Reproduce the listing exactly, please, with every line intact.
··········
PR #4551, opened 2022-05-11
feat: add Credit 250 panel to Billing Page for experiment

### LINKED ISSUE #4308: 250 Credit: Billing Page
**Feature: Billing Page**

    ACs
    - Lower Panel around the upgrade now button includes additional text and is re-created to match the figma

## Design

TCL735:
Closes #4308  

Screen Shot 2022-05-10 at 5 33 27 PM

### DIFF
--- a/src/billing/components/Free/PAYGConversion.tsx
+++ b/src/billing/components/Free/PAYGConversion.tsx
@@ -17,6 +17,8 @@ import {isFlagEnabled} from 'src/shared/utils/featureFlag'
 import {GoogleOptimizeExperiment} from 'src/cloud/components/experiments/GoogleOptimizeExperiment'
 import {CREDIT_250_EXPERIMENT_ID} from 'src/shared/constants'
 
+const ONE_MILLION = 1_000_000
+
 export const Credit250PAYGConversion: FC = () => {
   if (isFlagEnabled('credit250Experiment')) {
     return (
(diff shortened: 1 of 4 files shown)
··········
> **Output**:
PR #4551, opened 2022-05-11
feat: add Credit 250 panel to Billing Page for experiment

### LINKED ISSUE #4308: 250 Credit: Billing Page
**Feature: Billing Page**

    ACs
    - Lower Panel around the upgrade now button includes additional text and is re-created to match the figma

## Design

TCL735:
Closes #4308  

Screen Shot 2022-05-10 at 5 33 27 PM

### DIFF
--- a/src/billing/components/Free/PAYGConversion.tsx
+++ b/src/billing/components/Free/PAYGConversion.tsx
@@ -17,6 +17,8 @@ import {isFlagEnabled} from 'src/shared/utils/featureFlag'
 import {GoogleOptimizeExperiment} from 'src/cloud/components/experiments/GoogleOptimizeExperiment'
 import {CREDIT_250_EXPERIMENT_ID} from 'src/shared/constants'
 
+const ONE_MILLION = 1_000_000
+
 export const Credit250PAYGConversion: FC = () => {
   if (isFlagEnabled('credit250Experiment')) {
     return (
(diff shortened: 1 of 4 files shown)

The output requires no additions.